→ **WHAT TO DO**:
Starting at the top of the entries, restate word for word each line up to and including the one with "disabled by default.".

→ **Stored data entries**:
PR #6058, opened 2026-07-27
[dev] Load-balanced context-parallel DSA indexer

jingqiny-99:
## Summary

Adds load-balanced context-parallel indexing for DSv4 packed THD inputs. Each rank scores complementary head/tail query chunks with the existing compact fused indexer, then restores selected indices and sparse-loss predictions to contiguous query ownership. Eligible eager packs use the balanced path; ineligible eager packs retain the ordinary CP path.

Selection and scoring preserve the configured precision, including MXFP8. Delayed-scaling selection uses a stateless nonquantized projection to avoid extra updates to the shared projection's amax history. Existing fused row-limit guards remain in force.

## Configuration and CUDA graphs

- `--dsa-cp-balance-indexer` is the feature opt-in and remains disabled by default.
- Dynamic-pack graph routing is enabled automatically when balanced indexing is combined with `--cuda-graph-impl transformer_engine`, an attention-capturing graph scope, and `--sequence-packing-scheduler dp_balanced`. The mode is derived from these settings.
- This graph path requires fixed CP and a fixed per-rank capacity from `--max-seqlen-per-dp-cp-rank`. It refreshes fixed-address route metadata for each model chunk and microbatch slot so captured graphs can replay different eligible pack layouts.
- PP/VPP additionally requires `--cuda-graph-dynamic-microbatches` to keep graph input slots distinct while forwards remain live.

See the [design and validation guide](https://github.com/jingqiny-99/Megatron-LM/blob/609d7c041ebcc381d07939ee1b1e92652470157a/docs/developer/dsv4_cp_balanced_indexer.md) for routing, precision, and coverage details.

## Follow-up

[#7206: Support balanced DSA partial graphs with EP 1F1B overlap and PP/VPP](https://github.com/NVIDIA/Megatron-LM/pull/7206) adds EP 1F1B overlap to balanced-indexer partial CUDA graphs for GPTModel and DSv4 HybridModel, including PP1, ordinary PP, and interleaved VPP. Full-iteration CUDA graphs are outside that follow-up's scope.

### DIFF
--- a/megatron/core/transformer/experimental_attention_variant/cp_balanced_indexer.py
+++ b/megatron/core/transformer/experimental_attention_variant/cp_balanced_indexer.py
@@ -1,0 +1,570 @@
+# Copyright (c) 2026 NVIDIA CORPORATION & AFFILIATES. All rights reserved.
+"""Load-balanced context-parallel DSA indexer.
+
+Under context parallelism the DSA indexer uses a contiguous sequence split, so the causal
+per-query cost ``visible_k(p) = min((p + 1) // ratio, comp_len)`` grows with position and later
+CP ranks become stragglers (the layout-level max/min work ratio is ``2 * cp_size - 1``). This
+module removes that imbalance without a new kernel: it splits the global sequence into
+``2 * cp_size`` near-equal chunks and gives CP rank ``r`` chunk ``r`` (a low-position "head",
+light) and chunk ``2 * cp_size - 1 - r`` (a high-position "tail", heavy), so
+``work(head) + work(tail)`` is ~constant across ranks. Each chunk is scored by a per-chunk call to
+``compute_cp_indexer_topk`` at the chunk's true global offset, so multi-sequence packs, the
+``use_fused`` flag, and non-even per-rank lengths are all handled exactly as in the reference path.
+
+``balanced_compute_cp_indexer_topk`` is a drop-in replacement for
+``csa_cp_utils.compute_cp_indexer_topk``: it returns the top-k in the same contiguous
+``[l_local, topk]`` layout, so the downstream index-building and sparse attention are unchanged.
+"""
+import torch
+import torch.distributed as dist
+
+from megatron.core.transformer.experimental_attention_variant.dsa import rotate_activation
+from megatron.core.utils import nvtx_range_pop, nvtx_range_push
+
+
+def _all_gather_rows(x, l_local, cp_group, cp_size):
+    """AllGather x[l_local, D] across the CP group -> [cp_size*l_local, D] (global-row order)."""
+    D = x.shape[-1]
+    x2 = x.reshape(l_local, D).contiguous()
+    g = torch.empty((cp_size * l_local, D), dtype=x2.dtype, device=x2.device)
+    dist.all_gather_into_tensor(g, x2, group=cp_group)
+    return g
+
+
+# Static all-to-all metadata and staging buffers, cached per (group, cp_size, l_local[, dtype,
+# width]). The chunk map is a fixed permutation: chunk ``c``'s rows are OWNED by rank ``c // 2``
+# (contiguous layout) and COMPUTED by rank ``proc(c) = c if c < cp_size else 2*cp_size - 1 - c``.
+# Dispatch moves each owned half-chunk to its computing rank; combine moves each computed top-k
+# chunk back to its owner. Payload is ~l_local rows per rank per direction (vs. cp_size*l_local
+# for AllGather, or an S-row zero-padded reduce_scatter for the combine). All split sizes are
+# static for a fixed pack size, so ``all_to_all_single`` is CUDA-graph capturable, and the cached
+# staging buffers keep the allocator pool static (no expandable-segments cuMem churn).
+_A2A_META: dict = {}
+_A2A_BUF: dict = {}
+
+
+def _group_key(cp_group):
+    """Stable cache key for a process group.
+
+    ``id()`` alone can be recycled if a group is destroyed and a new one is allocated at
+    the same address; c10d's ``group_name`` is unique per created group, so prefer it.
+    """
+    return getattr(cp_group, "group_name", None) or id(cp_group)
+
+
+def _a2a_meta(cp_group, cp_size, l_local):
+    key = (_group_key(cp_group), cp_size, l_local)
+    meta = _A2A_META.get(key)
+    if meta is not None:
+        return meta
+    N, nch = cp_size, 2 * cp_size
+    S = N * l_local
+    r = cp_group.rank()
+    bounds = [(k * S) // nch for k in range(nch + 1)]
+    size = [bounds[k + 1] - bounds[k] for k in range(nch)]
+
+    def proc(c):  # computing rank of chunk c (head for c < N, tail otherwise)
+        return c if c < N else nch - 1 - c
+
+    def own(c):  # owning rank of chunk c in the contiguous layout
+        return c // 2
+
+    head_c, tail_c = r, nch - 1 - r
+
+    # Convention on both sides: rows for one peer are ordered by ascending chunk id, and
+    # all_to_all_single orders the buffers by peer rank. head_c < tail_c and
+    # own(head_c) <= own(tail_c) always hold, so [head | tail] is already peer-ordered on the
+    # receive side of the dispatch and on the send side of the combine. The owner's local pair
+    # (2r, 2r+1) needs a swap iff proc(2r) > proc(2r+1) (true for 2r >= N).
+    d_in = [0] * N
+    d_in[proc(2 * r)] += size[2 * r]
+    d_in[proc(2 * r + 1)] += size[2 * r + 1]
+    d_out = [0] * N
+    d_out[own(head_c)] += size[head_c]
+    d_out[own(tail_c)] += size[tail_c]
+    c_in = [0] * N
+    c_in[own(head_c)] += size[head_c]
+    c_in[own(tail_c)] += size[tail_c]
+    c_out = [0] * N
+    c_out[proc(2 * r)] += size[2 * r]
+    c_out[proc(2 * r + 1)] += size[2 * r + 1]
+    swap_pair = proc(2 * r) > proc(2 * r + 1)
+
+    meta = {
+        "d_in": d_in,
+        "d_out": d_out,
+        "c_in": c_in,
+        "c_out": c_out,
+        "swap_pair": swap_pair,
+        "s0": size[2 * r],
+        "s1": size[2 * r + 1],
+        "sh": size[head_c],
+        "st": size[tail_c],
+    }
+    _A2A_META[key] = meta
+    return meta
+
+
+def _a2a_buf(tag, rows, width, dtype, dev, cp_group):
+    key = (tag, _group_key(cp_group), rows, width, dtype)
+    buf = _A2A_BUF.get(key)
+    if buf is None:
+        buf = torch.empty((rows, width), dtype=dtype, device=dev)
+        _A2A_BUF[key] = buf
+    return buf
+
+
+def _alltoall_dispatch(x, meta, cp_group, tag):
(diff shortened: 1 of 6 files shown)


jingqiny-99:
# Benchmark + kernel breakdown: DSv4 proxy, 256K @ CP16, partial CUDA graph (GB200)

**Setup**: DSv4 proxy — 4 layers + 1 MTP layer, `--csa-compress-ratios [0,128,4,0,0]` (one CSA/indexer layer, one HCA layer, window layers elsewhere), MLA (hidden 4096, 64 heads), MoE 128 experts topk-6 hybridEP EP4 + shared expert, hyper-connections (4 streams), mxfp8. CP16 (`--cp-comm-type a2a`, contiguous CP partition), varlen THD, one 262144-token sequence per 256K pack (exact fill). 16× GB200 (4 nodes). Partial CUDA graph: `--cuda-graph-impl transformer_engine --cuda-graph-modules attn`. 30 train iters; steady state = iters 12–29 excluding the periodic manual-gc iters (spikes appear at the same iters in both arms). nsys on all 16 ranks; per-module numbers read from the NVTX rows of the timelines.

## End-to-end (steady state, partial CG)

|  | baseline | balanced | Δ |
|---|---|---|---|
| TFLOP/s/GPU | 773–781 | **827–840** | **+7.4%** |
| iter time (ms) | 808–819 | **753–763** | **−6.9%** |
| peak alloc (GB) | 129.7 | 129.8 | +0.1 |

Eager reference (same config, no CUDA graph, two independent rounds each): baseline 830 / 823 ms (760 / 767 TF), balanced 795 / 789 ms (794 / 797 TF) → −4.2% wall. The gain is larger under CG because graph replay removes the launch/CPU exposure that partially hides the baseline's straggler wait.

## Per-layer forward breakdown (ms per call, from nsys timelines)

|  | baseline | balanced |
|---|---|---|
| indexer fwd kernel | 28.53 | **8.93** |
| indexer (`indexer_total` range) | 35.09 | **18.33** |
| CSA layer attn total (`attn_csa_total`) | 39.08 | **22.32** |
| balance overhead (dispatch + combine) | 0 | 2.84 |

- The indexer forward dominates the CSA layer (35 of 39 ms baseline); everything outside the indexer (HCA attention, MoE) is identical between arms.
- Balanced execution cuts the indexer fwd kernel time 28.5 → 8.9 ms: uniform S/2N-row call shapes with causally-tight, quantized K widths (K-prefix slice), plus removal of the straggler wait.
- The balance tax is 2.84 ms per iter (A2A dispatch + combine), against a >16 ms saving on the indexer range.

## Loss

iter-12 lm loss (same seed/data/init per pair; all runs start at 12.586 ±0.001 at iters 1–2; indexer loss coeff 0, MoE aux coeff 0):

| run | baseline | balanced | Δ (base − bal) |
|---|---|---|---|
| eager, round 1 | 11.68539 | 11.67069 | +0.0147 |
| eager, round 2 | 11.68983 | 11.67009 | +0.0197 |
| partial CG | 11.66948 | 11.66970 | **−0.0002 (aligned)** |

30-iter horizon under CG: the two curves track each other within 1.6e-3 throughout and converge — iter 20: 9.821200 vs 9.821811 (Δ6e-4); iter 30: **8.846773 vs 8.846653 (Δ1.2e-4)**. Balanced computation is numerically equivalent to the baseline over the full horizon.

Note on the eager gap: the eager baseline sits 0.015–0.020 *above* the balanced band and is also noisier run-to-run (base-to-base Δ4.4e-3 vs bal-to-bal Δ6e-4), while under CUDA-graph static buffers the baseline rejoins the band exactly. Together with alignment controls at CP32/CP64 (baseline call rows 8192/4096: base↔bal Δ ≤ 7.5e-4) this points at the ≥16384-row fused indexer top-k call path being sensitive to allocator-reused memory — i.e. the discrepancy is a baseline-side artifact, not introduced by this PR. Will be filed as a separate issue.

jingqiny-99:
/ok to test https://github.com/NVIDIA/Megatron-LM/pull/6058/commits/fc5c68bf1fd17ce6c988b2e50ef8ff16b182ae5d

megatron/core/transformer/experimental_attention_variant/csa.py
```diff
@@ -1792,6 +1792,16 @@ def __init__(
             )
         else:
             self.indexer = None
+        if (
+            config.dsa_cp_balance_indexer
+            and self.compress_ratio == 4
+            and not config.csa_dense_mode
+            and self.indexer is None
```
kunlunl, line 1799: When can compress_ratio == 4 but self.indexer is None? Is it when the module spec doesn’t provide an indexer?

megatron/core/transformer/experimental_attention_variant/csa.py
```diff
@@ -2627,6 +2637,32 @@ def _forward_thd_cp(
                     raise RuntimeError(
                         f"DSv4 THD CP indexer expects bsz=1, got {indexer_x.shape[1]}."
                     )
+                nvtx_range_push("indexer_total")
+                # Switch 1: enable per-pack balanced routing via the config flag.
+                # CP<=1 has nothing to balance.
+                use_balance = self.config.dsa_cp_balance_indexer and cp_size > 1
+                graph_dynamic_packs = bool(
+                    getattr(self.config, "dsa_cp_balance_indexer_graph_dynamic_packs", False)
```
kunlunl, line 2646: Do we need a separate flag for dynamic packs, or can this be inferred from balanced indexer + TE attention CUDA graphs + the dp_balanced scheduler?

megatron/core/transformer/experimental_attention_variant/cp_balanced_indexer.py
```diff
@@ -0,0 +1,2200 @@
...
+            w_rows.reshape(sz, n_heads),
+            kv_rows,
+            cu_seqlens,
+            cu_seqlens_compressed,
+            0,
+            ratio,
+            topk,
+            softmax_scale,
+            max_seqlen_q=mq,
+            use_fused=True,
```
kunlunl, line 1666: balanced_compute_cp_indexer_topk() accepts use_fused, but the balanced path always passes use_fused=True. Since this path is fused-only, should we remove the argument or fail explicitly when it is False?

megatron/core/transformer/experimental_attention_variant/cp_balanced_indexer.py
```diff
@@ -0,0 +1,2200 @@
...
+            "balanced CP indexer: stale or foreign zigzag plan (K-slice ends "
+            f"{plan.get('k_end_head')}/{plan.get('k_end_tail')} vs {k_rows_total} "
+            f"K rows, plan ratio {plan.get('_ratio')} vs {ratio})."
+        )
+    # NOTE: k_h / k_t must stay prefix VIEWS of the full gathered buffer. The
+    # packed layouts may declare per-sequence K ranges past the slice end
+    # (mkv_* is a capacity, k_end_* the true causal need); reads past the
+    # slice land on valid full-buffer memory only while these are views — a
+    # .contiguous() here would turn them into real out-of-bounds reads.
+    k_h = (
```
kunlunl: Is it safe to pass a sliced K tensor while cu_seqlens_kv may still reference rows beyond k.shape[0]? This seems to rely on data outside the tensor’s logical bounds remaining accessible in the backing storage. Could we keep the full K tensor and only tighten max_seqlen_kv instead?

megatron/core/transformer/experimental_attention_variant/csa_utils/cp_utils.py
```diff
@@ -330,9 +382,12 @@ def compute_cp_indexer_topk(
...
-        cu_seqlens_q, cu_seqlens_compressed, global_start, l_local
-    )
+    if prebuilt_layout is not None:
+        cu_q_topk, cu_k_topk, q_causal_offsets = prebuilt_layout
+    else:
+        cu_q_topk, cu_k_topk, q_causal_offsets = _build_cp_indexer_layout(
+            cu_seqlens_q, cu_seqlens_compressed, global_start, l_local
+        )
 
     if not use_fused:
```
kunlunl, line 399: Could we fail fast when synthetic_layout=True and use_fused=False? The doc says this combination silently mis-masks, but it currently proceeds without an error.

jingqiny-99: Sure, I'll fix it in next commit.

megatron/core/transformer/experimental_attention_variant/csa.py
jingqiny-99: Yes, for example, if the user uses some customized --spec flags. I added this to pass the strict review.

megatron/core/transformer/experimental_attention_variant/csa.py
jingqiny-99: Agree. I think it is better to infer from config than to make a separate flag. I'll fix it in the next commit.

megatron/core/transformer/experimental_attention_variant/cp_balanced_indexer.py
jingqiny-99: That is a mistake. I'll remove the useless argument.

megatron/core/transformer/experimental_attention_variant/cp_balanced_indexer.py
jingqiny-99: Agree, I'll fix it soon.

megatron/core/models/hybrid/hybrid_model.py
```diff
@@ -530,6 +535,14 @@ def forward(
                 decoder_input = tensor_parallel.scatter_to_sequence_parallel_region(
                     decoder_input, group=self.pg_collection.tp
                 )
+            if padding_mask is not None and self.config.sequence_parallel:
```
kunlunl, line 565: Is this unrelated to the balanced indexer change, but an existing bug discovered and fixed while testing this PR?

pretrain_hybrid.py
```diff
@@ -95,6 +99,8 @@ def get_batch(data_iterator, vp_stage=None):
 
     args = get_args()
     config = core_transformer_config_from_args(args)
+    balance_indexer = getattr(config, "dsa_cp_balance_indexer", False)
```
kunlunl: This becomes too DSv4-specific (I think pretrain_hybrid.py is supposed to be general) ...

megatron/core/models/hybrid/hybrid_model.py
jingqiny-99: Yes, and maybe it can stand as an independent PR to be merged further.

tests/unit_tests/transformer/experimental_attention_variant/test_dsv4_hybrid_attention_cp.py
kunlunl, line 871: Could we add a balanced-indexer variant of this CP-vs-full-reference test? It would be useful to cover an eligible ratio-4 packed input with dsa_cp_balance_indexer=True on CP2/CP4, and compare the attention output, hidden gradient, and parameter gradients against the CP1 reference. The test input should ensure that every sequence length is divisible by 2 * CP; otherwise, it would fall back to the original path and not exercise the balanced indexer.

kunlunl (approved):

megatron/core/models/hybrid/hybrid_model.py
kunlunl: It's fine. Just out of curious.

tests/unit_tests/transformer/experimental_attention_variant/test_dsv4_hybrid_attention_cp.py
jingqiny-99: OK! I'll add the test

pretrain_hybrid.py
jingqiny-99: Agree.. I'll try a better way to do this.

hxbai (approved):
LGTM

→ **OUTPUT OF THE TASK**:
PR #6058, opened 2026-07-27
[dev] Load-balanced context-parallel DSA indexer

jingqiny-99:
## Summary

Adds load-balanced context-parallel indexing for DSv4 packed THD inputs. Each rank scores complementary head/tail query chunks with the existing compact fused indexer, then restores selected indices and sparse-loss predictions to contiguous query ownership. Eligible eager packs use the balanced path; ineligible eager packs retain the ordinary CP path.

Selection and scoring preserve the configured precision, including MXFP8. Delayed-scaling selection uses a stateless nonquantized projection to avoid extra updates to the shared projection's amax history. Existing fused row-limit guards remain in force.

## Configuration and CUDA graphs

- `--dsa-cp-balance-indexer` is the feature opt-in and remains disabled by default.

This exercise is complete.